───── Provided data ─────
Issue #798, opened 2020-03-26
Barista: Universal renderer throws console error with IconColorWheel


lukasholzer:
# Bug Report

Barista Universal rendering is throwing an error when rendering the icon colour wheel (console error):

![image](https://user-images.githubusercontent.com/11156362/77656576-5cadb980-6f74-11ea-9dea-f3ca5e40fcfd.png)

## Steps to Reproduce

1. `npm run examples-tools`
2. `npm run barista-tools`
3. `ng build workspace`
4. `ng run barista-design-system:render:production`

Nevertheless, the build is working it is throwing the console error. Should be investigated!

if a `ng run barista-design-system:serve-ssr` is performed instead of step 4 and a manual navigation to an icon detail page is performed: `resources/icons/xhrprocess` it throws this error as well.

```
ERROR Error: NotYetImplemented
    at Element.XFB9.exports.nyi (/Users/lukas.holzer/Sites/barista/dist/apps/barista-design-system/server/main.js:1:2595009)
    at EmulatedEncapsulationServerRenderer2.DefaultServerRenderer2.setProperty (/Users/lukas.holzer/Sites/barista/dist/apps/barista-design-system/server/main.js:1:2091582)
    at BaseAnimationRenderer.setProperty (/Users/lukas.holzer/Sites/barista/dist/apps/barista-design-system/server/main.js:1:1821057)
    at elementPropertyInternal (/Users/lukas.holzer/Sites/barista/dist/apps/barista-design-system/server/main.js:1:5042408)
    at Object.ɵɵproperty (/Users/lukas.holzer/Sites/barista/dist/apps/barista-design-system/server/main.js:1:5132587)
    at BaIconColorWheel_Template (/Users/lukas.holzer/Sites/barista/dist/apps/barista-design-system/server/main.js:1:909712)
    at executeTemplate (/Users/lukas.holzer/Sites/barista/dist/apps/barista-design-system/server/main.js:1:5036827)
    at refreshView (/Users/lukas.holzer/Sites/barista/dist/apps/barista-design-system/server/main.js:1:5033418)
    at refreshComponent (/Users/lukas.holzer/Sites/barista/dist/apps/barista-design-system/server/main.js:1:5049608)
    at refreshChildComponents (/Users/lukas.holzer/Sites/barista/dist/apps/barista-design-system/server/main.js:1:5035599)
```

rowa-audil:
I cannot reproduce the bug when going over these steps.
Magically fixed??

PR #850, opened 2020-04-08
Barista icon color wheel bug

rowa-audil:
Since the `symbol` Element inside an `SVG` element doesn't support setting innerHTML dynamically, I had to check if the context is the browser and if not then I don't render that Element

Fixes: #798

### DIFF
--- a/apps/barista-design-system/src/components/icon-color-wheel/icon-color-wheel.html
+++ b/apps/barista-design-system/src/components/icon-color-wheel/icon-color-wheel.html
@@ -3,7 +3,7 @@
 </p>
 <dt-switch (change)="_switchChanged($event)">Convert to png</dt-switch>
 
-<svg viewBox="0 0 512 512" style="display: none;">
+<svg *ngIf="_renderSymbol" viewBox="0 0 512 512" style="display: none;">
   <defs>
     <symbol [attr.id]="_iconId" [innerHTML]="_svg"></symbol>
   </defs>
--- a/apps/barista-design-system/src/components/icon-color-wheel/icon-color-wheel.ts
+++ b/apps/barista-design-system/src/components/icon-color-wheel/icon-color-wheel.ts
@@ -19,6 +19,7 @@ import { Component, ElementRef, Input, ViewChild } from '@angular/core';
 import { DtSwitchChange } from '@dynatrace/barista-components/switch';
 import { DtColors } from '@dynatrace/barista-components/theming';
 import { DomSanitizer, SafeHtml } from '@angular/platform-browser';
+import { Platform } from '@angular/cdk/platform';
 
 interface BaColorWheelBlob {
   colorName: string;
@@ -62,13 +63,16 @@ export class BaIconColorWheel {
   _iconFillColor = DtColors.GRAY_700;
   /** @internal all colored circle blobs */
   _coloredBlobs: BaColorWheelBlob[];
+  /** @internal Whether context is browser */
+  _renderSymbol: boolean;
 
   /** whether the icon should be downloaded as png */
   private _convertToPng = false;
 
-  constructor(private _sanitizer: DomSanitizer) {
+  constructor(private _platform: Platform, private _sanitizer: DomSanitizer) {
+    this._renderSymbol = this._platform.isBrowser;
     const groupedBlobs = Object.keys(DtColors)
-      /** breaking-change Can eb removed when flat_white is removed from the color list. 7.0.0 */
+      /** breaking-change Can be removed when flat_white is removed from the color list. 7.0.0 */
       .filter(key => key !== 'FLAT_WHITE') // no flat white for the color wheel
       .map((key): BaColorWheelBlob | undefined => {
         /* tslint:disable no-magic-numbers */


rowa-audil:
Currently, using the renderer2 for setting the innerHTML of the <symbol> Element inside the SVG-tag when the context is not in the browser is the best solution I came up with.
We'll have to update this if we decide to use ivy.

apps/barista-design-system/src/components/icon-color-wheel/icon-color-wheel.ts
```diff
@@ -154,6 +173,16 @@ export class BaIconColorWheel {
     this._iconId = `ba-icon-color-wheel-iconId-${++uniqueColorwheelId}`;
   }
 
+  ngAfterViewInit(): void {
+    if (!this.isBrowser) {
```
tomheller, line 177: We can use the renderer in both cases, can't we? 
I don't see why we need to complicate this

apps/barista-design-system/src/components/icon-color-wheel/icon-color-wheel.ts
```diff
@@ -62,11 +74,18 @@ export class BaIconColorWheel {
...
   /** whether the icon should be downloaded as png */
   private _convertToPng = false;
 
-  constructor(private _sanitizer: DomSanitizer) {
+  constructor(
+    private _sanitizer: DomSanitizer,
+    @Inject(PLATFORM_ID) private platformId: Object,
+    private _renderer2: Renderer2,
+  ) {
+    this.isBrowser = isPlatformBrowser(this.platformId);
```
tomheller, line 88: I guess the platform check is not necessary if you use the renderer to change the view.

apps/barista-design-system/src/components/icon-color-wheel/icon-color-wheel.ts
```diff
@@ -62,11 +74,18 @@ export class BaIconColorWheel {
   _iconFillColor = DtColors.GRAY_700;
   /** @internal all colored circle blobs */
   _coloredBlobs: BaColorWheelBlob[];
+  /** @internal whether context is in browser */
+  isBrowser: boolean;
```
tomheller, line 78:
```suggestion
```

apps/barista-design-system/src/components/icon-color-wheel/icon-color-wheel.ts
```diff
@@ -54,6 +64,8 @@ export class BaIconColorWheel {
   /** @internal */
   @ViewChild('colorwheel', { static: true }) _colorWheel: ElementRef;
 
+  @ViewChild('symbol') _symbol: ElementRef;
```
tomheller, line 67: Can be static if it is no longer `if`ed in the template.

apps/barista-design-system/src/components/icon-color-wheel/icon-color-wheel.ts
```diff
@@ -14,11 +14,21 @@
...
+  Inject,
+  PLATFORM_ID,
+  AfterViewInit,
+  Renderer2,
+} from '@angular/core';
 
 import { DtSwitchChange } from '@dynatrace/barista-components/switch';
 import { DtColors } from '@dynatrace/barista-components/theming';
 import { DomSanitizer, SafeHtml } from '@angular/platform-browser';
+import { isPlatformBrowser } from '@angular/common';
```
tomheller, line 31:
```suggestion
```

apps/barista-design-system/src/components/icon-color-wheel/icon-color-wheel.html
```diff
@@ -5,7 +5,8 @@
 
 <svg viewBox="0 0 512 512" style="display: none;">
   <defs>
-    <symbol [attr.id]="_iconId" [innerHTML]="_svg"></symbol>
+    <symbol *ngIf="!isBrowser" #symbol [attr.id]="_iconId"></symbol>
+    <symbol *ngIf="isBrowser" [attr.id]="_iconId" [innerHTML]="_svg"></symbol>
```
tomheller, line 9:
```suggestion
    <symbol #symbol [attr.id]="_iconId"></symbol>
```

apps/barista-design-system/src/components/icon-color-wheel/icon-color-wheel.ts
```diff
@@ -66,7 +75,7 @@ export class BaIconColorWheel {
   /** whether the icon should be downloaded as png */
   private _convertToPng = false;
 
-  constructor(private _sanitizer: DomSanitizer) {
+  constructor(private _sanitizer: DomSanitizer, private _renderer2: Renderer2) {
     const groupedBlobs = Object.keys(DtColors)
       /** breaking-change Can eb removed when flat_white is removed from the color list. 7.0.0 */
```
tomheller, line 80:
```suggestion
      /** breaking-change Can be removed when flat_white is removed from the color list. 7.0.0 */
```

apps/barista-design-system/src/components/icon-color-wheel/icon-color-wheel.ts
```diff
@@ -54,6 +61,8 @@ export class BaIconColorWheel {
   /** @internal */
   @ViewChild('colorwheel', { static: true }) _colorWheel: ElementRef;
 
+  @ViewChild('symbol', { static: true }) _symbol: ElementRef;
```
tomheller, line 64: Does this work without the #named reference in the template?

rowa-audil: The delete button was too excited ^^

apps/barista-design-system/src/components/icon-color-wheel/icon-color-wheel.ts
```diff
@@ -154,6 +163,14 @@ export class BaIconColorWheel {
     this._iconId = `ba-icon-color-wheel-iconId-${++uniqueColorwheelId}`;
   }
 
+  ngAfterViewInit(): void {
+    this._renderer2.setProperty(
```
lukasholzer, line 167: can you please do it without the renderer since it should be avoided.

```typescript
this._symbol.nativeElement.innerHTML = this._svg
```

tomheller: Will this work in SSR then, when using nativeElement?

rowa-audil:
Found out that setting innerHTML to the symbol element is not possible and throws the bug even when using the renderer. I think the better solution, for now, is to check whether the context is the browser.

apps/barista-design-system/src/components/icon-color-wheel/icon-color-wheel.ts
lukasholzer: Furthermore, I question why you need the view child it looks like that it is not used in your PR if I'm correct so please remove it or use it.

PR #860, opened 2020-04-10
docs(table): Improved observable and responsive examples

rarenal:
Introduces little improvements in table documentation.

### Responsive example:
This example uses an expandable row. Since the expandable-cell was switched to be shown at the left of the table, this example was showing wrongly the columns, and the example code needed to be adapted
image

- Changed Details column alignment to the left (text alignment)
- Changed header columns creation, to put Details column first, in case of expandable rows

### Observable example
─────
All lines above that contain "using" are required in the answer.

_Answer area:_
Currently, using the renderer2 for setting the innerHTML of the <symbol> Element inside the SVG-tag when the context is not in the browser is the best solution I came up with.
tomheller: Will this work in SSR then, when using nativeElement?
Found out that setting innerHTML to the symbol element is not possible and throws the bug even when using the renderer. I think the better solution, for now, is to check whether the context is the browser.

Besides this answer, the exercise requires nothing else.